◆ **WORK TASK**:
Search the records for the word "icon" and copy every line in which it occurs.

◆ **Stored entries**:
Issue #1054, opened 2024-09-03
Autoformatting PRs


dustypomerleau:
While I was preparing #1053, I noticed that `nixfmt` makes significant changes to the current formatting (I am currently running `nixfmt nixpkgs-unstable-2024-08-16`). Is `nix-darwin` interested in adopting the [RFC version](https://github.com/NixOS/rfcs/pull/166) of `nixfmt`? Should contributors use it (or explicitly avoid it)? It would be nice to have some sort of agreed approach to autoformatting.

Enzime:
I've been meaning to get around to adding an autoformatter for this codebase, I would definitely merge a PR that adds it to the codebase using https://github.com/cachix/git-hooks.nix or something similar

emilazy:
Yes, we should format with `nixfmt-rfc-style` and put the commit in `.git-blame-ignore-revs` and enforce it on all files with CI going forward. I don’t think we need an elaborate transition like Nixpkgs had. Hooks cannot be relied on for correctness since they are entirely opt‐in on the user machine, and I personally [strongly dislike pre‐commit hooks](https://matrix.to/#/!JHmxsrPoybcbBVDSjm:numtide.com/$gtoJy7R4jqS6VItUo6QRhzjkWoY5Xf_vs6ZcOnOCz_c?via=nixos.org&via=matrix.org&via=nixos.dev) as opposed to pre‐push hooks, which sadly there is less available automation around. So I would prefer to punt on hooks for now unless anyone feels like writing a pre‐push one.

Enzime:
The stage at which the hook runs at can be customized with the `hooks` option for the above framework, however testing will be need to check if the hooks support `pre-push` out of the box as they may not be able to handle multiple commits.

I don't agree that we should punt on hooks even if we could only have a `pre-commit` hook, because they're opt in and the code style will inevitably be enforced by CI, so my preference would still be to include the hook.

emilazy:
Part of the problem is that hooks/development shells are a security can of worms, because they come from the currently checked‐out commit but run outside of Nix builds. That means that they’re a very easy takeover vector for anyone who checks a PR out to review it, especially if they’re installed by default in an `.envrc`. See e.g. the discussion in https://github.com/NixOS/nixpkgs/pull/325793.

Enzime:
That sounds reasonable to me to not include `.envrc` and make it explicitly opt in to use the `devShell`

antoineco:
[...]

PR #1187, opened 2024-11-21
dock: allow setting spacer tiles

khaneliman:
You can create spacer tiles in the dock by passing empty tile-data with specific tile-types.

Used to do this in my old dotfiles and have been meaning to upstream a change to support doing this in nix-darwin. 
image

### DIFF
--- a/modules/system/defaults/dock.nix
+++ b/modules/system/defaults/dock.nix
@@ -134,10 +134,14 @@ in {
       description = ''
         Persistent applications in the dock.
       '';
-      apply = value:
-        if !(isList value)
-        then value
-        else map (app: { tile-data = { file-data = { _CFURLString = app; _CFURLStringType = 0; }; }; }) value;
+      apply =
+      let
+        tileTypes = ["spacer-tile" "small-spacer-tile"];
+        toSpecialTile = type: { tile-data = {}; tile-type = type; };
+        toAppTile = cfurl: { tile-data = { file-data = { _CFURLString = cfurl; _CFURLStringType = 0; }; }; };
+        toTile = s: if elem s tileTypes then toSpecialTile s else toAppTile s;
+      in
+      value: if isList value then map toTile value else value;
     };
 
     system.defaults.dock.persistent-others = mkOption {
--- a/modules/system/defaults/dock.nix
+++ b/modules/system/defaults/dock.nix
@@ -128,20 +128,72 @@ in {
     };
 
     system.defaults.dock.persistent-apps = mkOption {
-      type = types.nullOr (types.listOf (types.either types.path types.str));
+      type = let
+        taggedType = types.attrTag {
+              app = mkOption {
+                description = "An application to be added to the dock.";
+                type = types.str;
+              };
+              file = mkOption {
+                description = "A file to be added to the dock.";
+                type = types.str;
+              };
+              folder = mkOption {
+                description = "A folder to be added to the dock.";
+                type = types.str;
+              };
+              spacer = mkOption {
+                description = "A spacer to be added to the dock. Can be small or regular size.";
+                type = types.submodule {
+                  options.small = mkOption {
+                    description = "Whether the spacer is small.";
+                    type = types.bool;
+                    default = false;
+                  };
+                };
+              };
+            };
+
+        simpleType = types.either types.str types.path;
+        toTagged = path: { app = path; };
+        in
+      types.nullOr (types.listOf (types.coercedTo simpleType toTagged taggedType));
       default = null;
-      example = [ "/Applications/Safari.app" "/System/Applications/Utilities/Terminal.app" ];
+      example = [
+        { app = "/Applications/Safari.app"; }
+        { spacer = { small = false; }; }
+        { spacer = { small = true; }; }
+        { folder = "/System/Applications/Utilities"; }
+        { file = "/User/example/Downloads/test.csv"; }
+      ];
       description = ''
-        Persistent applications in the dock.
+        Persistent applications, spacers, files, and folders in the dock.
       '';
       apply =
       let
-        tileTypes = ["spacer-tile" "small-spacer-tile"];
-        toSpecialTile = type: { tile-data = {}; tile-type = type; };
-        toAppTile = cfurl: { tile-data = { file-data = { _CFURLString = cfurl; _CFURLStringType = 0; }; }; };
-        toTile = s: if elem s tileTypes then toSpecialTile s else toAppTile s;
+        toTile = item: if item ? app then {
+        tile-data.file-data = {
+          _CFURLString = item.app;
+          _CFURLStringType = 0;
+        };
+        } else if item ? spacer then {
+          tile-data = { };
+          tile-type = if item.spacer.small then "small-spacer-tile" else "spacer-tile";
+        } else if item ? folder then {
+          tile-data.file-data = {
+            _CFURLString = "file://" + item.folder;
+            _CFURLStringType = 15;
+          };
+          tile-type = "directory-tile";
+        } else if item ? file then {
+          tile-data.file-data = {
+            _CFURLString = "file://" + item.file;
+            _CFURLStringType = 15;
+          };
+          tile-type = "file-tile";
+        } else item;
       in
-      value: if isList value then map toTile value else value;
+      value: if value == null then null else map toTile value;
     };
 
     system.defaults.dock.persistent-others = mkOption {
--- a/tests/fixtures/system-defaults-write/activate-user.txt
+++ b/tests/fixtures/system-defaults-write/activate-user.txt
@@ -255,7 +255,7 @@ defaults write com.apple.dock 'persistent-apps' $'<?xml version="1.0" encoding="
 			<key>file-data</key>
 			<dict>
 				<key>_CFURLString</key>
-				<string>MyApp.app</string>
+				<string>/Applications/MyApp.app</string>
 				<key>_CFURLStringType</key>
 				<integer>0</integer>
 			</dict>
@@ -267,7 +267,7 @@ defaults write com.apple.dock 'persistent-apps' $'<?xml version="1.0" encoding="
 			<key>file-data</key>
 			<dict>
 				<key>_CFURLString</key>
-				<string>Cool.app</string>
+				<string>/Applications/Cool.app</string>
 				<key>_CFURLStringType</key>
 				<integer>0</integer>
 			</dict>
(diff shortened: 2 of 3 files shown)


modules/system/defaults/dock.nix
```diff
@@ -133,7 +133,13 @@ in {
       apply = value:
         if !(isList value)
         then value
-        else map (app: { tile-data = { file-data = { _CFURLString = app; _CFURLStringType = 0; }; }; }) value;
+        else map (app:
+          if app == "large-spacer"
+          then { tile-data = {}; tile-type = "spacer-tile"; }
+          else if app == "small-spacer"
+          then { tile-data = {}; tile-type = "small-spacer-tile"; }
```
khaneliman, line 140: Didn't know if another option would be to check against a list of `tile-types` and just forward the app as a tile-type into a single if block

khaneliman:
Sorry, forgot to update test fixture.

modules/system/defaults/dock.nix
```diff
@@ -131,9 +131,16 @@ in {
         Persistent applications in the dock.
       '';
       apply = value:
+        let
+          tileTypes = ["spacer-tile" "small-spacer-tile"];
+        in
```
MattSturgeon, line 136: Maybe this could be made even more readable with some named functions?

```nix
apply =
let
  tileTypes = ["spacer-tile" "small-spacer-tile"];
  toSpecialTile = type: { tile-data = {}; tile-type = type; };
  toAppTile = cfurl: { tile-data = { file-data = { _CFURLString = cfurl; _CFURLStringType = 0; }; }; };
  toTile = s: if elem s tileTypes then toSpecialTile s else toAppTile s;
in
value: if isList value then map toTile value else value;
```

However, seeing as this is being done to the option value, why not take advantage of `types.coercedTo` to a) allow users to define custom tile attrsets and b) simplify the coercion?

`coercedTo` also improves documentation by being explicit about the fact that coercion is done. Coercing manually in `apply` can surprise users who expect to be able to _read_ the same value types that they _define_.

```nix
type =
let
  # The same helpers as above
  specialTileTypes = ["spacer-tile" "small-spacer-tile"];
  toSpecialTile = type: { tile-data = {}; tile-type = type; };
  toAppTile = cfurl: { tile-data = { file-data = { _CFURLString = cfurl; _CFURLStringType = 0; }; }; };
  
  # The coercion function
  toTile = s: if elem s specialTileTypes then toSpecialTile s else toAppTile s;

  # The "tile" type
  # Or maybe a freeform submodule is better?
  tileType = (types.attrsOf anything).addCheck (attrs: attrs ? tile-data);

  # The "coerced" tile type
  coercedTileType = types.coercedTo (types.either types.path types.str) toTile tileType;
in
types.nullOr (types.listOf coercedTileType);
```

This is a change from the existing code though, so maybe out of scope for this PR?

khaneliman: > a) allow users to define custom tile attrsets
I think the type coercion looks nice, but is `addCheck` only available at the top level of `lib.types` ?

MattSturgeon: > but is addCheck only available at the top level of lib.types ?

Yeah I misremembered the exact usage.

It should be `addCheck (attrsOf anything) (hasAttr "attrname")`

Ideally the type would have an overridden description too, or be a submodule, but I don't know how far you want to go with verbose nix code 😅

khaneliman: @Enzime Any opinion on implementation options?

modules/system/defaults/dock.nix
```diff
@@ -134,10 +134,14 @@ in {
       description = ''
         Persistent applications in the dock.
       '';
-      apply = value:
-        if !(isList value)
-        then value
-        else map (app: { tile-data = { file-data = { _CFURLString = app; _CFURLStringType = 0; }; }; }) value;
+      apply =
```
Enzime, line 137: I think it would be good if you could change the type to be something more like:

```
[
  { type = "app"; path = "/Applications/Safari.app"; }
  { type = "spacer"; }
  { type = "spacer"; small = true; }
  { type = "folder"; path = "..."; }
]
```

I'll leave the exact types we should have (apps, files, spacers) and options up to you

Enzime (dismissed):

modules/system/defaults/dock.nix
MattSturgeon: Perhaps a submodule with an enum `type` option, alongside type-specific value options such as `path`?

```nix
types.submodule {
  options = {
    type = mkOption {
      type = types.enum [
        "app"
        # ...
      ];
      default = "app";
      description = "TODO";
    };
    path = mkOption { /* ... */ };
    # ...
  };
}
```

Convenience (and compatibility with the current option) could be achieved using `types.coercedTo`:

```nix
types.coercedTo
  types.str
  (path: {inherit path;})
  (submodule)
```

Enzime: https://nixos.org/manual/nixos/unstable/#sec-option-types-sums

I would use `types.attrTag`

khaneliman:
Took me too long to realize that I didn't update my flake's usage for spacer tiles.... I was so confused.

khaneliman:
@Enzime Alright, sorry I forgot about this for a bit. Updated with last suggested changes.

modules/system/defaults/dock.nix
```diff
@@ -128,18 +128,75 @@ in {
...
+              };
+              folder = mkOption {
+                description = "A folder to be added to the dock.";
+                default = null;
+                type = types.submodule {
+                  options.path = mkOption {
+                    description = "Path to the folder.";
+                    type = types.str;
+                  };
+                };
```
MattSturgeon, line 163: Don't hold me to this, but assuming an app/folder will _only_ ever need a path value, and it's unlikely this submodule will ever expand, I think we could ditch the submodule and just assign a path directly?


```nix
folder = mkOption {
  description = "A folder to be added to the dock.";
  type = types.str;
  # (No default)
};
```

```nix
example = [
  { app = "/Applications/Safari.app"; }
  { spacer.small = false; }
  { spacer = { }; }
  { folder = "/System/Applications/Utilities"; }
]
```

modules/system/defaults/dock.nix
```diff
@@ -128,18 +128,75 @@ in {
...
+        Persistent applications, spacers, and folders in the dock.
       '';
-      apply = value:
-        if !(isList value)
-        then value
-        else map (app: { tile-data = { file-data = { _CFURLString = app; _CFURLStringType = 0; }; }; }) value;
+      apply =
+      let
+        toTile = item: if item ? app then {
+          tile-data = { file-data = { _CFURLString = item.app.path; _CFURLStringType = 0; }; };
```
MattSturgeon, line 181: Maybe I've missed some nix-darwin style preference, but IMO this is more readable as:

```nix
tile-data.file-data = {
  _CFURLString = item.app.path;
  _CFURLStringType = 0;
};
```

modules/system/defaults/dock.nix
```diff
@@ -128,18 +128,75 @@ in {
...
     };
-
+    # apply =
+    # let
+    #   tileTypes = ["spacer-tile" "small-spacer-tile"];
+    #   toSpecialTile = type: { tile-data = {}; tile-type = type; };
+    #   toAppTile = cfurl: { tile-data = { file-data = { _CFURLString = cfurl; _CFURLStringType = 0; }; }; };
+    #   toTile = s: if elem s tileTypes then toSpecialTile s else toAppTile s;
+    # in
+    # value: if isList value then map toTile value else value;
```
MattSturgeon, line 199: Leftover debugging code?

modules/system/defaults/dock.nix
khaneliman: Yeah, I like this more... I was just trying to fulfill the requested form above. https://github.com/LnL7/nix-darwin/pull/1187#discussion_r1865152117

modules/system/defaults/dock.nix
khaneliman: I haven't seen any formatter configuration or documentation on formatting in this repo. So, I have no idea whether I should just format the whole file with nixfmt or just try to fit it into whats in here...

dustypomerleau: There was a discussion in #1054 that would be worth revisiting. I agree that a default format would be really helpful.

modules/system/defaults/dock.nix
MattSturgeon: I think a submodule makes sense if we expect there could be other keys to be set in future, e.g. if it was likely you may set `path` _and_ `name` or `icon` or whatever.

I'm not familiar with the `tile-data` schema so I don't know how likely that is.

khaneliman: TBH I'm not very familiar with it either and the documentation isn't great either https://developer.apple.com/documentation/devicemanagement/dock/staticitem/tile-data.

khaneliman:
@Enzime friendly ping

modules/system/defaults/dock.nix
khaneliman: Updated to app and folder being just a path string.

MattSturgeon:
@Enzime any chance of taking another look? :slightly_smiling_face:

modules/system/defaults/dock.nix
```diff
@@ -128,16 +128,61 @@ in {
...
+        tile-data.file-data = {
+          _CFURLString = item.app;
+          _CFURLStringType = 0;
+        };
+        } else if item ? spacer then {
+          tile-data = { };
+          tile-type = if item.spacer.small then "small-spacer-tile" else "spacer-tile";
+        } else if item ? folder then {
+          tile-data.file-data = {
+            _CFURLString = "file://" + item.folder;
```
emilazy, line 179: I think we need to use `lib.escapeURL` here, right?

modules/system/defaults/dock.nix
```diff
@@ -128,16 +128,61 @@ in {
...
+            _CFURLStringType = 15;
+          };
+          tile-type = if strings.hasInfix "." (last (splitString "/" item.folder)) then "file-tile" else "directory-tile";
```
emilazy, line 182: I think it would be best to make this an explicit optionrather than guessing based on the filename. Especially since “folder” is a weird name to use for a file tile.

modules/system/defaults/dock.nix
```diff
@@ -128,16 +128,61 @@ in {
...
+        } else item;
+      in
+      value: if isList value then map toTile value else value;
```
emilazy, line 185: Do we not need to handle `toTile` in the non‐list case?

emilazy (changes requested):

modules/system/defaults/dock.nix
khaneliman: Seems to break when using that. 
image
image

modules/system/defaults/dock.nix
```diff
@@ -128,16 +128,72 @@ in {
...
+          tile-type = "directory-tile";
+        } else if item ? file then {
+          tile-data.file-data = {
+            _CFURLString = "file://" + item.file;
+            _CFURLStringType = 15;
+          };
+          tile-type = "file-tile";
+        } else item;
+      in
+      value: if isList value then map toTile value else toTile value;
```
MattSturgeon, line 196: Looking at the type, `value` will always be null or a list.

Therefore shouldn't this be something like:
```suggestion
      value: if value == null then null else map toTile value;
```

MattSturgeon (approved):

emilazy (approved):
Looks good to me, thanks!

* * *

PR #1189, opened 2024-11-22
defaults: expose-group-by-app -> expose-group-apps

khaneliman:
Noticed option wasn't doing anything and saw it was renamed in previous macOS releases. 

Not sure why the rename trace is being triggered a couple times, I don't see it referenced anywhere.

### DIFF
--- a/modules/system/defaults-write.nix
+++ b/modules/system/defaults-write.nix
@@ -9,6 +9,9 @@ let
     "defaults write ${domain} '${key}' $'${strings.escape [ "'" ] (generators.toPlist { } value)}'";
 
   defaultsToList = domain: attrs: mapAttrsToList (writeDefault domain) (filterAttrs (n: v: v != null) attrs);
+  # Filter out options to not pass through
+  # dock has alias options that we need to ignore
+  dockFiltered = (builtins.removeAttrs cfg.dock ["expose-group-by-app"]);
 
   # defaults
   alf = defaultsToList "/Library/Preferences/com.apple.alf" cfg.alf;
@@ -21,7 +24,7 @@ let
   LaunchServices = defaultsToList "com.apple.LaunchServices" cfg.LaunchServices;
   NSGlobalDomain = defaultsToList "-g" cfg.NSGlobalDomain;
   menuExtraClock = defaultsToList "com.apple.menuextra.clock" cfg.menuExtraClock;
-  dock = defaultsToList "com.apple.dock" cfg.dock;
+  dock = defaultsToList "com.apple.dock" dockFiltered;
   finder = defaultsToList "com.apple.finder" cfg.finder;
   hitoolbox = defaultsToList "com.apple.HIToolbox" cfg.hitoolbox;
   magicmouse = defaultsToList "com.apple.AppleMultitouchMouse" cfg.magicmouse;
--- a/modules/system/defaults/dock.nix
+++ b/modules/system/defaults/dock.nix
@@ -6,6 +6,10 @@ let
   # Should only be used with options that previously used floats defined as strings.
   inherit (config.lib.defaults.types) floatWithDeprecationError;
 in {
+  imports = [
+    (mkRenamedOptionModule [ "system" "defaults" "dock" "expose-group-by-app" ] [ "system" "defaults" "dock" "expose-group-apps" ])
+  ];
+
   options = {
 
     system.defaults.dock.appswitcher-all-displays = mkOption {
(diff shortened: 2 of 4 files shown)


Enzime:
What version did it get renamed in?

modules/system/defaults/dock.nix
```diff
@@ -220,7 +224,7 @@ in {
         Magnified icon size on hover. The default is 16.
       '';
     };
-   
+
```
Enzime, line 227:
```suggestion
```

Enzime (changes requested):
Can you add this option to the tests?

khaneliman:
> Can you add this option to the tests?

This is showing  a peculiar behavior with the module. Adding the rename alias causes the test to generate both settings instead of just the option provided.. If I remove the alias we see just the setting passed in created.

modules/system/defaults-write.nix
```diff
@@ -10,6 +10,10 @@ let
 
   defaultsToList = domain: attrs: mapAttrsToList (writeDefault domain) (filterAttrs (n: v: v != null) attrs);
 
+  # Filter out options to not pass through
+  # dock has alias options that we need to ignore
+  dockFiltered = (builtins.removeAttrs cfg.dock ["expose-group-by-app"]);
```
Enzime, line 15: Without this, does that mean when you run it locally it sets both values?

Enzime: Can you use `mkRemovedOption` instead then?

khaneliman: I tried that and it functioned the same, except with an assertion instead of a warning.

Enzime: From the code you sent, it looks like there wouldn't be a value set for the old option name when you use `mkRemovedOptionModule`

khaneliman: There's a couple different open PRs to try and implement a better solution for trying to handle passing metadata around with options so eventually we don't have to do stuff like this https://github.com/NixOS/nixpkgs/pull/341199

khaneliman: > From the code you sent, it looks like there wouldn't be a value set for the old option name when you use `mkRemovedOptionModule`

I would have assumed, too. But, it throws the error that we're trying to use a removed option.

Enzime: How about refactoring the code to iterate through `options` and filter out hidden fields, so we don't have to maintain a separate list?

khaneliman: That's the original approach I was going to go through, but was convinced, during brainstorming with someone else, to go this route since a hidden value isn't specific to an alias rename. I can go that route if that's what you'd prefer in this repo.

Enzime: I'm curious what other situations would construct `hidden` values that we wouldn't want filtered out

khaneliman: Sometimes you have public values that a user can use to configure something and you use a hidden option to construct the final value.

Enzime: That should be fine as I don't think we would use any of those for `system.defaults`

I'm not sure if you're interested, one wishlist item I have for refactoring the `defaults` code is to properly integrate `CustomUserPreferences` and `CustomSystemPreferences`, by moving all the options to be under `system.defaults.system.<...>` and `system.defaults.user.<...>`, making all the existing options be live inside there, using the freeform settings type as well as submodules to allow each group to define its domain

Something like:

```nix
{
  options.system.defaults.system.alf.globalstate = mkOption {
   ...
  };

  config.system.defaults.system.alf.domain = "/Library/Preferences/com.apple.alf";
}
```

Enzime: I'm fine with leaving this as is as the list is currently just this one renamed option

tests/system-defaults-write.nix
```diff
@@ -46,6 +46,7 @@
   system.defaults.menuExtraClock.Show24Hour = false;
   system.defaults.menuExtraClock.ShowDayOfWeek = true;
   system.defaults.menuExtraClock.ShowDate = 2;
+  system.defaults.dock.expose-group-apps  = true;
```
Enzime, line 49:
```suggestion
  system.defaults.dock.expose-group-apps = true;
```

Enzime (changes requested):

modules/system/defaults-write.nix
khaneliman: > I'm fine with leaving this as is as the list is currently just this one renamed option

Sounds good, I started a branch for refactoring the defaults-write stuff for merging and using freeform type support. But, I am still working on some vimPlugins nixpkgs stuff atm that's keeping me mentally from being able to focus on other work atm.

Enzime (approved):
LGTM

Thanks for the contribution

◆ **RESPONSE TO THIS TASK**:
MattSturgeon: I think a submodule makes sense if we expect there could be other keys to be set in future, e.g. if it was likely you may set `path` _and_ `name` or `icon` or whatever.
         Magnified icon size on hover. The default is 16.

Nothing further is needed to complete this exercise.